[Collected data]
------------

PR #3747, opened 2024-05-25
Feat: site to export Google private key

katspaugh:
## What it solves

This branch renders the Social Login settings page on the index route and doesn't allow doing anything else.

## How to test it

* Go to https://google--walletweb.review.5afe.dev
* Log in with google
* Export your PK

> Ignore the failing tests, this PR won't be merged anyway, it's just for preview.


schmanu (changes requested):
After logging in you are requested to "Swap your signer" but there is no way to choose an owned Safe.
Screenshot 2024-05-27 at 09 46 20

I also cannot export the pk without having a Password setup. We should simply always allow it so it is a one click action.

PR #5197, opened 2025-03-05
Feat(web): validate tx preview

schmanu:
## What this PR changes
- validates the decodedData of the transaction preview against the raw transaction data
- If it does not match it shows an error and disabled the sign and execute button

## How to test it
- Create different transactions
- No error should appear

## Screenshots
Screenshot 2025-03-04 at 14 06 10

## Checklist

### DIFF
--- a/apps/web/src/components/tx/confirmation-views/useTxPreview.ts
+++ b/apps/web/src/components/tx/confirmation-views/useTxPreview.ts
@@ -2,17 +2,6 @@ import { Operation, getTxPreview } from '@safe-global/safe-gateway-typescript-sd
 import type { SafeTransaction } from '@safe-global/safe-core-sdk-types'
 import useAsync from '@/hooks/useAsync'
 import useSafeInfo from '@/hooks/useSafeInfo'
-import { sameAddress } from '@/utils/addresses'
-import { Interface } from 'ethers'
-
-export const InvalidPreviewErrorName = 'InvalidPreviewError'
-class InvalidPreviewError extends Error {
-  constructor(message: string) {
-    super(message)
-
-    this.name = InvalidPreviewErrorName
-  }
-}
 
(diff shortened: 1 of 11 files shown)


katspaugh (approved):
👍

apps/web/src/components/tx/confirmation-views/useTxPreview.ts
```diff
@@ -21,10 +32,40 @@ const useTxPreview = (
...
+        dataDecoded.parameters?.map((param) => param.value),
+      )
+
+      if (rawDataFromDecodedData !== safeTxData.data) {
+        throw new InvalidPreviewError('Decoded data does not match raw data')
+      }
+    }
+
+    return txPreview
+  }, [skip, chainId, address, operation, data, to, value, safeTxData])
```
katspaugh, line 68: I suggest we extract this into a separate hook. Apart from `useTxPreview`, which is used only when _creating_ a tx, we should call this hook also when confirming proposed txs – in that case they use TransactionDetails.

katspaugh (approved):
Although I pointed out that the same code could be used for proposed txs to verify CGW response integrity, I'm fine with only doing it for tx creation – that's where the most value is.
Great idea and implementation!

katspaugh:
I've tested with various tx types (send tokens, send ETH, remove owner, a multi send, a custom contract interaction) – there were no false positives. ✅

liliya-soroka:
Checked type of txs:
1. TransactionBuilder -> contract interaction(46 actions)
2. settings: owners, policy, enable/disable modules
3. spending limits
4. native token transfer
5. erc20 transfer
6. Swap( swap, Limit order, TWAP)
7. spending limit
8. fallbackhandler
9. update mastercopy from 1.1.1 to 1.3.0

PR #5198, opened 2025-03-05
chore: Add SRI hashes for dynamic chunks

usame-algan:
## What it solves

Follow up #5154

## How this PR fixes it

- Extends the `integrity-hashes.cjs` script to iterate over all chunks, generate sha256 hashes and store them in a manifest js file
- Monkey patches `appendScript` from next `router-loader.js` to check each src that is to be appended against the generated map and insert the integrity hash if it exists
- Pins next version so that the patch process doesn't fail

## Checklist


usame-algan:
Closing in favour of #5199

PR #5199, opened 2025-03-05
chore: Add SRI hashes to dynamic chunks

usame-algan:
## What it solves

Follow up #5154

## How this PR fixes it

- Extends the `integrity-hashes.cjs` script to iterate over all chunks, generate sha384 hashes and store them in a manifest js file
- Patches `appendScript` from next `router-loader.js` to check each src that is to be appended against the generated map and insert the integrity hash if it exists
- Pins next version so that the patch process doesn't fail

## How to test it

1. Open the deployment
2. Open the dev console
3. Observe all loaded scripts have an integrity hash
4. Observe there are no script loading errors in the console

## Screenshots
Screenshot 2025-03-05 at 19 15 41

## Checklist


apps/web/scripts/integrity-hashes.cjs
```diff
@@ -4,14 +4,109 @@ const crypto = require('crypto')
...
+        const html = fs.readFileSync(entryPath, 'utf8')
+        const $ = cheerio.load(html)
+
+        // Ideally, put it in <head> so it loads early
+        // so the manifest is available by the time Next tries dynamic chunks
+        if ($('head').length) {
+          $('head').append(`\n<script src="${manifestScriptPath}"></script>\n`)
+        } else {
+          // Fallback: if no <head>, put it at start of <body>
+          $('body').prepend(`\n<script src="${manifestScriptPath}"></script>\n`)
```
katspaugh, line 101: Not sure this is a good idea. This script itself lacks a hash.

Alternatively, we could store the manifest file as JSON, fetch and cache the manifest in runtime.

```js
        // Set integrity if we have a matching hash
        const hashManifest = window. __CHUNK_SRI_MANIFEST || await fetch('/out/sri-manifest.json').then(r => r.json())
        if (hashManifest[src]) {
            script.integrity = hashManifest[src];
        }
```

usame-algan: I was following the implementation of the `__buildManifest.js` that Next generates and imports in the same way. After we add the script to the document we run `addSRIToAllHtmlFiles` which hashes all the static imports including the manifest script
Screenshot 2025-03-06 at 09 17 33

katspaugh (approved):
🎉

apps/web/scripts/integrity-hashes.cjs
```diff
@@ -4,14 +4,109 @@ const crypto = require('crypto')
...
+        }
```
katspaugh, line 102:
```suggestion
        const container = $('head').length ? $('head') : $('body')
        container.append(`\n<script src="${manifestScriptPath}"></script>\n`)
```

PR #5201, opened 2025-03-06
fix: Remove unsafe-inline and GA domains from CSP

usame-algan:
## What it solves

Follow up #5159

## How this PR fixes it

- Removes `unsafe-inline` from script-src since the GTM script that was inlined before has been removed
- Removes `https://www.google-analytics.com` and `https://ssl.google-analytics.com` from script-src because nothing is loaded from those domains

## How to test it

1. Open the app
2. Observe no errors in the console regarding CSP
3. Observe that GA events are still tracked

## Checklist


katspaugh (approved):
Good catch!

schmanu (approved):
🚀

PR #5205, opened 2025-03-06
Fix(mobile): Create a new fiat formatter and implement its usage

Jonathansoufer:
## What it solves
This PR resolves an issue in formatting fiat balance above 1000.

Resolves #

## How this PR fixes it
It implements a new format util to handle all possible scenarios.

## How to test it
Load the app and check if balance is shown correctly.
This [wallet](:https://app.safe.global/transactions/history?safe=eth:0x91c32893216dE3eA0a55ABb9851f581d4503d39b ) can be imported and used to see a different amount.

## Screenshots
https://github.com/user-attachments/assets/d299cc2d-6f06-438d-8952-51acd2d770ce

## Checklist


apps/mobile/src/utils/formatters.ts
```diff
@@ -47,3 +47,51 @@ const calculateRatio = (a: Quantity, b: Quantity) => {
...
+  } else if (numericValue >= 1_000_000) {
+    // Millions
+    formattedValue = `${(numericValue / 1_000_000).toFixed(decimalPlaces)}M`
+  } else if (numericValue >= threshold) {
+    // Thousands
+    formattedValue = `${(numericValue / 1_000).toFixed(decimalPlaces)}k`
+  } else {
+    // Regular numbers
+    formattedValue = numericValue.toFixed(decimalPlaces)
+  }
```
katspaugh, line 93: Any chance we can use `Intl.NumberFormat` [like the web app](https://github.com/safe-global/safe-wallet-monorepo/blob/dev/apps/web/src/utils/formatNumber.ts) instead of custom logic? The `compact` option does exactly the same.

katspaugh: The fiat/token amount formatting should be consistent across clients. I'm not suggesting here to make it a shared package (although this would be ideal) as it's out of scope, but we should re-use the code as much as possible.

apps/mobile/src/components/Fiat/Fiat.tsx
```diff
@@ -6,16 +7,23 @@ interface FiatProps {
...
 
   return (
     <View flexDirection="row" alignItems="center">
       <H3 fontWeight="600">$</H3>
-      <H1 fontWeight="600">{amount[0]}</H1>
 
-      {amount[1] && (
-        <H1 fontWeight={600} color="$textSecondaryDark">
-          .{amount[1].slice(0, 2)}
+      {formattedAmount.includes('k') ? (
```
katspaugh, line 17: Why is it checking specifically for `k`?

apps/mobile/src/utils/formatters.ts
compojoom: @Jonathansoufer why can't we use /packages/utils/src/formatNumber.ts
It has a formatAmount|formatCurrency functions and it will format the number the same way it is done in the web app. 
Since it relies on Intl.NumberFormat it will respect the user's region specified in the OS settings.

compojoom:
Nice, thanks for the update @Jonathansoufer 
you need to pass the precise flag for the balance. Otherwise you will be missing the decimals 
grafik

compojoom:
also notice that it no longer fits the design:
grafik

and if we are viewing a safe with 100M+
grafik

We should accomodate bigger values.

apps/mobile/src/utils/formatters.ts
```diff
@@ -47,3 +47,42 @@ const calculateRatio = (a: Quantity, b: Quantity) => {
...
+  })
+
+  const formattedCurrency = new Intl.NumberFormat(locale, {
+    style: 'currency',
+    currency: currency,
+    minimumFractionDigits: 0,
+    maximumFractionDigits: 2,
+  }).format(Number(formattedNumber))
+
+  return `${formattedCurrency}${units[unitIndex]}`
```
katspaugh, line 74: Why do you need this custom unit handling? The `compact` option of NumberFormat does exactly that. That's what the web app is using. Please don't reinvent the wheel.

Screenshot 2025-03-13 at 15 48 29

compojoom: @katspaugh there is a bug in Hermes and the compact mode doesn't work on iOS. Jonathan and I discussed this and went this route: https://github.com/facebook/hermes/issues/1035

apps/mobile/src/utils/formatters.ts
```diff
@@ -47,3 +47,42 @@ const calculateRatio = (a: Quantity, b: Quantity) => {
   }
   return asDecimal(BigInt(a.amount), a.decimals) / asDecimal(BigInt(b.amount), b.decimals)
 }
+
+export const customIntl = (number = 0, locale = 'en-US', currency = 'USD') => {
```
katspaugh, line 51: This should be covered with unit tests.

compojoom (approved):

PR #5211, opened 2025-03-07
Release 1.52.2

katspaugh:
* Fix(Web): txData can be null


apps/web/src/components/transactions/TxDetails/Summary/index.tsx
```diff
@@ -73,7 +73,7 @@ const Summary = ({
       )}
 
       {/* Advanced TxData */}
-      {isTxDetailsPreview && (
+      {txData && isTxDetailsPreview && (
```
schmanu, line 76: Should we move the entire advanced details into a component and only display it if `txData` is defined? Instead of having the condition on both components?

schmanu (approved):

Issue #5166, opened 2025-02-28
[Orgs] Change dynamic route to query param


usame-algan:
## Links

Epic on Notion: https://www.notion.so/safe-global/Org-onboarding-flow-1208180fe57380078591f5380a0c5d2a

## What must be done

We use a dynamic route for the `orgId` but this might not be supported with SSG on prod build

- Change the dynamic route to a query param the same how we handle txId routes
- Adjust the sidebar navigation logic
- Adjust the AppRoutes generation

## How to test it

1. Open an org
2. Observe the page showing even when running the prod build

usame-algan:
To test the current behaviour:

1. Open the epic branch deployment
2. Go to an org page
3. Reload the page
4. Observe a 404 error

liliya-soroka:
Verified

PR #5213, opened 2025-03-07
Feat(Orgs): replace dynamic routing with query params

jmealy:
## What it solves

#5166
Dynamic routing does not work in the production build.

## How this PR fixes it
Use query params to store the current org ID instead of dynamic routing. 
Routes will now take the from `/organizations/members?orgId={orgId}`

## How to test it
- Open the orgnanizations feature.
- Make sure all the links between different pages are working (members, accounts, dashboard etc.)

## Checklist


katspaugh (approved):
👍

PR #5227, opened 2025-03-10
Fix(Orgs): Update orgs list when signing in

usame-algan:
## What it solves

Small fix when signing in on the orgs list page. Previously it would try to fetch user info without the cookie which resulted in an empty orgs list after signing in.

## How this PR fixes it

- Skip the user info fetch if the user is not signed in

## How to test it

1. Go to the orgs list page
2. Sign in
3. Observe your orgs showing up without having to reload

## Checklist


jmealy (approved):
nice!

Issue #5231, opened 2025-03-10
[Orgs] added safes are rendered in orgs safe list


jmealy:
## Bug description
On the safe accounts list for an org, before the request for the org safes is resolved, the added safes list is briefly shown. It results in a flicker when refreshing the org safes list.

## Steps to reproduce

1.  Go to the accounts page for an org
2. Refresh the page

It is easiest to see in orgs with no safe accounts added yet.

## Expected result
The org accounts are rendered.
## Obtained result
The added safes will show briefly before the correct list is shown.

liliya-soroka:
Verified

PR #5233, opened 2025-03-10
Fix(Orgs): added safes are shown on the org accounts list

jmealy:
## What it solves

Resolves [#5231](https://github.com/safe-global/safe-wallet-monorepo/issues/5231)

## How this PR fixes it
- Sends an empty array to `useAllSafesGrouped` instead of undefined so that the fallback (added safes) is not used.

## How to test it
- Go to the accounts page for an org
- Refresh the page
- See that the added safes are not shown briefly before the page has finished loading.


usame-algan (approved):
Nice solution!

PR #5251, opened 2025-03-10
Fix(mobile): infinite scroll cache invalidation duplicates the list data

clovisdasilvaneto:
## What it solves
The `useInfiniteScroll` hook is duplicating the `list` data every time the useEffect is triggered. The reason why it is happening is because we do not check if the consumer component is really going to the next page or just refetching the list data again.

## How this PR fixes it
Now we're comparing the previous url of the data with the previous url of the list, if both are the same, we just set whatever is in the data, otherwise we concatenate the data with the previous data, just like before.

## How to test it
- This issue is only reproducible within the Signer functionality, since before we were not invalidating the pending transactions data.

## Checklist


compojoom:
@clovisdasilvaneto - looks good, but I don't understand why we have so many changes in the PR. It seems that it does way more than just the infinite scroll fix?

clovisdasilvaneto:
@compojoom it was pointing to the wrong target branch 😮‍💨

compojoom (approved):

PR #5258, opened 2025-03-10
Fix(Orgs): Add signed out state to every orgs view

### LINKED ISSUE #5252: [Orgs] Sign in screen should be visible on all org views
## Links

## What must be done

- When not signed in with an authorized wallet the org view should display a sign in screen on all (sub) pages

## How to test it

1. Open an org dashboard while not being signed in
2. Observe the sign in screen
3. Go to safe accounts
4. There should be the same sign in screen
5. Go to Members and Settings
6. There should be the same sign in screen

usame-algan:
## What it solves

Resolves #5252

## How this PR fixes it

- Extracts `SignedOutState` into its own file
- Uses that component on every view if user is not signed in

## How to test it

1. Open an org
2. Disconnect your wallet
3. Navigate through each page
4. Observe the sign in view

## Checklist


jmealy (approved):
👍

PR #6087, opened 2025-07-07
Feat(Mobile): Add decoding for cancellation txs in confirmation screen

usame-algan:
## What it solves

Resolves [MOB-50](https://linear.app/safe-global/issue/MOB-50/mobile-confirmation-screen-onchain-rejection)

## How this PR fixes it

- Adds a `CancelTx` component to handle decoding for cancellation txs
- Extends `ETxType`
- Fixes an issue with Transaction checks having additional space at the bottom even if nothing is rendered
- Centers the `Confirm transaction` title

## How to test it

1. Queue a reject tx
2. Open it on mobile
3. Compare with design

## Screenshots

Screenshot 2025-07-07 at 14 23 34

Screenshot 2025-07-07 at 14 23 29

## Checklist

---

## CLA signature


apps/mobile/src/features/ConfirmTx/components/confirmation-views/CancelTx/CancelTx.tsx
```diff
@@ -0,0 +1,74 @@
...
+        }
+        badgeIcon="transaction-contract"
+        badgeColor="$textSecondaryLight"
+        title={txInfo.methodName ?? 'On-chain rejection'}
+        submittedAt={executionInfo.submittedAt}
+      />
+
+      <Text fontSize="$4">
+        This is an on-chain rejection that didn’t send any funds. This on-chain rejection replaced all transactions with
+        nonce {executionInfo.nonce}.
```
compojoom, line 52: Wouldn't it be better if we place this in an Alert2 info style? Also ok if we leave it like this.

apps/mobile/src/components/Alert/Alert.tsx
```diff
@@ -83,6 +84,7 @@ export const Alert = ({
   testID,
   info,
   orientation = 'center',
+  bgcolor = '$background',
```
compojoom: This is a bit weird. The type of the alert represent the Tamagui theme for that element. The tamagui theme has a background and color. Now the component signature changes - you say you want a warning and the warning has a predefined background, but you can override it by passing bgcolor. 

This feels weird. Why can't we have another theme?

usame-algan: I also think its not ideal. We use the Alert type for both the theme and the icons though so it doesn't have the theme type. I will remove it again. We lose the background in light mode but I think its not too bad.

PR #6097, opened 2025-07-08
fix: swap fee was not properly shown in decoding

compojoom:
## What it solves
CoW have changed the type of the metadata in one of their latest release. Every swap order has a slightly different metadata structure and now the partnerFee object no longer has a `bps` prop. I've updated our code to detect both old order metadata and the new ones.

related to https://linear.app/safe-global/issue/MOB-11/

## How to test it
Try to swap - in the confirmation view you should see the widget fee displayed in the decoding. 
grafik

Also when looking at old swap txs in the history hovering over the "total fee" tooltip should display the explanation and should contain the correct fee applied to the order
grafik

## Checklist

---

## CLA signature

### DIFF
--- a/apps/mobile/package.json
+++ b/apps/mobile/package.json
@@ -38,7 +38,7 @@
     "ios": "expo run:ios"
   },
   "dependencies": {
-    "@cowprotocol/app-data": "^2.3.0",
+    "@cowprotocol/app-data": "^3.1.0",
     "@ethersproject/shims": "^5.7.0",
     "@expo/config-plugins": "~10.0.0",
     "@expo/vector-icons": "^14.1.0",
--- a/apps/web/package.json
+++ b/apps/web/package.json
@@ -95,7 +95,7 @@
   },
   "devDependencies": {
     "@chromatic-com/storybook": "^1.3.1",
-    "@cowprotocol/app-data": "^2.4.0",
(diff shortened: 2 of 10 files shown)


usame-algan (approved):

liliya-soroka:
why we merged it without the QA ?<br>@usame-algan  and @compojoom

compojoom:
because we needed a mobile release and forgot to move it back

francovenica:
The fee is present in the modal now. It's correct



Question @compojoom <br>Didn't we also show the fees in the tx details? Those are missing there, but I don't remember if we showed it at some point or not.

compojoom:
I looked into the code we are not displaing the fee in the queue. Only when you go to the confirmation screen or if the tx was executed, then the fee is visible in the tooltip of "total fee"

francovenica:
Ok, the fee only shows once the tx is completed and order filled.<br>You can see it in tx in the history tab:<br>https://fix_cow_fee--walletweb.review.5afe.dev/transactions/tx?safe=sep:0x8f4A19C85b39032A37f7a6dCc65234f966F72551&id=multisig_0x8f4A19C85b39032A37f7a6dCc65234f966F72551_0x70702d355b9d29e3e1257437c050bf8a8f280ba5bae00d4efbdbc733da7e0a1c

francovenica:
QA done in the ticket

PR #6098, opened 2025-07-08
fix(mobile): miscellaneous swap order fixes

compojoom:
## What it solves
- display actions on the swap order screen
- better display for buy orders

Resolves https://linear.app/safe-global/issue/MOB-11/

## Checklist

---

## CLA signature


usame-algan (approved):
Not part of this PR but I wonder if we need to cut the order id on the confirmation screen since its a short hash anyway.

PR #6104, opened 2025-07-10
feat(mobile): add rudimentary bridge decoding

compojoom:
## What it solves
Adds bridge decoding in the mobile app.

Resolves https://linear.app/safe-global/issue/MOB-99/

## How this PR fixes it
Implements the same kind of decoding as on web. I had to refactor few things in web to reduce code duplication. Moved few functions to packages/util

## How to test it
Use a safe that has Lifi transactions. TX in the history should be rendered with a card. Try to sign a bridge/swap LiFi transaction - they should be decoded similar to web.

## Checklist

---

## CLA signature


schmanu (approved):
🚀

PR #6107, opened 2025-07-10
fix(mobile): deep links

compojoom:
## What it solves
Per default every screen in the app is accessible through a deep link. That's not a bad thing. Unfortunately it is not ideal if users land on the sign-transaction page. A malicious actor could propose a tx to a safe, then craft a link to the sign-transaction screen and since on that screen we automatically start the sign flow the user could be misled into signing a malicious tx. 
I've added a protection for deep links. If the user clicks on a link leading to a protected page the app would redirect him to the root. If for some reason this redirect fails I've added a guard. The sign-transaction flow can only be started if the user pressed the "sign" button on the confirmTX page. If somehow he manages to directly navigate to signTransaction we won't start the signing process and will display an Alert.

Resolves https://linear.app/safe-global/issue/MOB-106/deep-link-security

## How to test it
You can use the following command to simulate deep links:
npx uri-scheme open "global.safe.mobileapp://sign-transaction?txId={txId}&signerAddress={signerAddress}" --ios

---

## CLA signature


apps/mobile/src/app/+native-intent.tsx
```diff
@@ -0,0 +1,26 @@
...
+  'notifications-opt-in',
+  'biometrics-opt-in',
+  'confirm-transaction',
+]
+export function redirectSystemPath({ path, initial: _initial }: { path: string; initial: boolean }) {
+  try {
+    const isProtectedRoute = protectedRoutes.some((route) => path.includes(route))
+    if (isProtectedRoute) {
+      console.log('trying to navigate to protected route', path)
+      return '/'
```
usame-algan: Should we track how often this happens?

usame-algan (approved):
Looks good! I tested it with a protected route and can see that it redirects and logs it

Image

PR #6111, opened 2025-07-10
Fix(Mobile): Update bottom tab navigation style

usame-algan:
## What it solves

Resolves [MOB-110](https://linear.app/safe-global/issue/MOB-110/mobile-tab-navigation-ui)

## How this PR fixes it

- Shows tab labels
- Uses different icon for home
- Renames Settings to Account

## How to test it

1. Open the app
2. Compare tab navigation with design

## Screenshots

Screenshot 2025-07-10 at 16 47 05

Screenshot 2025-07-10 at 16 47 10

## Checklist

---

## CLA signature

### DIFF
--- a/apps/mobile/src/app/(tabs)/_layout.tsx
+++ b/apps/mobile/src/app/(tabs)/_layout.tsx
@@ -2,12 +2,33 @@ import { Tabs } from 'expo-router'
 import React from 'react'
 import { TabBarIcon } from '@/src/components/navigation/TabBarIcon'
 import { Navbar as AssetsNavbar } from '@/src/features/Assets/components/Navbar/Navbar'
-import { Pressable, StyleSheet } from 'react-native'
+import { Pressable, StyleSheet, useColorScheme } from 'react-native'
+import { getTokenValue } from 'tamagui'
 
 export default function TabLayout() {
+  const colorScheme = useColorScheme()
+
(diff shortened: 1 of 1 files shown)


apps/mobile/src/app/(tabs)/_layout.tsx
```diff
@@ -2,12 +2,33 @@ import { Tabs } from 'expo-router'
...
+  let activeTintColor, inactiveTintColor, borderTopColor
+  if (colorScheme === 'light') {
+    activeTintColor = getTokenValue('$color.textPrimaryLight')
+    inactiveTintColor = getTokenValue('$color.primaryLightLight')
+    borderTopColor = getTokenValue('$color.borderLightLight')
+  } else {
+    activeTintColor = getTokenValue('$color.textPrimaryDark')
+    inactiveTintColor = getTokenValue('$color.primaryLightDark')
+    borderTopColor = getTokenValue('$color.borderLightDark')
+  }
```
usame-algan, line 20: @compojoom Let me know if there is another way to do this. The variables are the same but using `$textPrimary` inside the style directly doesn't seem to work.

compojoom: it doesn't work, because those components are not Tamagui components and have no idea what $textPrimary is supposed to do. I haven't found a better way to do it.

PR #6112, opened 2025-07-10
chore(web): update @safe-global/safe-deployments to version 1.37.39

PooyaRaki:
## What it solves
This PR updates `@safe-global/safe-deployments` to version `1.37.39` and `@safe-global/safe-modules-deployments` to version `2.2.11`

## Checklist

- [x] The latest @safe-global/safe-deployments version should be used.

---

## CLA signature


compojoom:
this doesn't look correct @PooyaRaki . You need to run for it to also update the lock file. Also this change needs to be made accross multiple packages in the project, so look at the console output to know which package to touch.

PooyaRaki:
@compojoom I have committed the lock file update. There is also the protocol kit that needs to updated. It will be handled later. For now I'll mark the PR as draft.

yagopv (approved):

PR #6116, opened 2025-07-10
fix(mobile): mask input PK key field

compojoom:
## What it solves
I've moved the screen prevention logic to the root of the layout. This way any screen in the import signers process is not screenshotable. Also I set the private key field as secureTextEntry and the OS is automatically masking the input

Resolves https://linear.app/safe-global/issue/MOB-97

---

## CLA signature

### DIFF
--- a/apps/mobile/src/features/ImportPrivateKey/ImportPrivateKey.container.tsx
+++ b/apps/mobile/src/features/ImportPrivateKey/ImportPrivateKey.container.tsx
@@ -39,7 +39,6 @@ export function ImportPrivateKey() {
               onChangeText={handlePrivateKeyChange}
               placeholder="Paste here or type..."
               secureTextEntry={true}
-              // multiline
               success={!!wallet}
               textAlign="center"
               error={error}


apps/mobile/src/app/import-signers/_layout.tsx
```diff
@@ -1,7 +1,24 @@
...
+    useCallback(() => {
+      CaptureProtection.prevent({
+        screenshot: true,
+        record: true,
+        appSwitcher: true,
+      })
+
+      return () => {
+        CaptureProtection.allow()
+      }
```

------------

WHAT THE TASK ASKS:
Copying word for word, give each line of the data above from the first one through the line containing "in with google", and nothing else.

SOLUTION FOR THIS PROBLEM:
PR #3747, opened 2024-05-25
Feat: site to export Google private key

katspaugh:
## What it solves

This branch renders the Social Login settings page on the index route and doesn't allow doing anything else.

## How to test it

* Go to https://google--walletweb.review.5afe.dev
* Log in with google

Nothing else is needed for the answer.